Exercise prompt:
Scan the lines below for the word "during". Copy each line you find it in.

Given entries:
——————
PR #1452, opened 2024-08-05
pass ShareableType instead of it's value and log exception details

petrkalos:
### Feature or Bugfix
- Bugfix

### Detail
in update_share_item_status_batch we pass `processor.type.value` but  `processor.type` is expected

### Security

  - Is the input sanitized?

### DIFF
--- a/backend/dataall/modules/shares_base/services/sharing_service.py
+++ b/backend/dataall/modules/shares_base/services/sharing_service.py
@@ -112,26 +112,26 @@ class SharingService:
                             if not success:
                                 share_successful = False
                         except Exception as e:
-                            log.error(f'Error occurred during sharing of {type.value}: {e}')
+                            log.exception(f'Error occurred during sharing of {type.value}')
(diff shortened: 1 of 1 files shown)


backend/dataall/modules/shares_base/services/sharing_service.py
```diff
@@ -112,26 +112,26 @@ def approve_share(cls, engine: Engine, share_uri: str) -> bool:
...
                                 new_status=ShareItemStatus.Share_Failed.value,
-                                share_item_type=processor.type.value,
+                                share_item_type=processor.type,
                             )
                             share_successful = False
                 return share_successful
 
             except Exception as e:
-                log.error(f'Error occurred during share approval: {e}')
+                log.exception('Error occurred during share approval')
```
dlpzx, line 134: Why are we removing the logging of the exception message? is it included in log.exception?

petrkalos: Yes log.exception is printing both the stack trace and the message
——————
Response box:
-                            log.error(f'Error occurred during sharing of {type.value}: {e}')
+                            log.exception(f'Error occurred during sharing of {type.value}')
-                log.error(f'Error occurred during share approval: {e}')
+                log.exception('Error occurred during share approval')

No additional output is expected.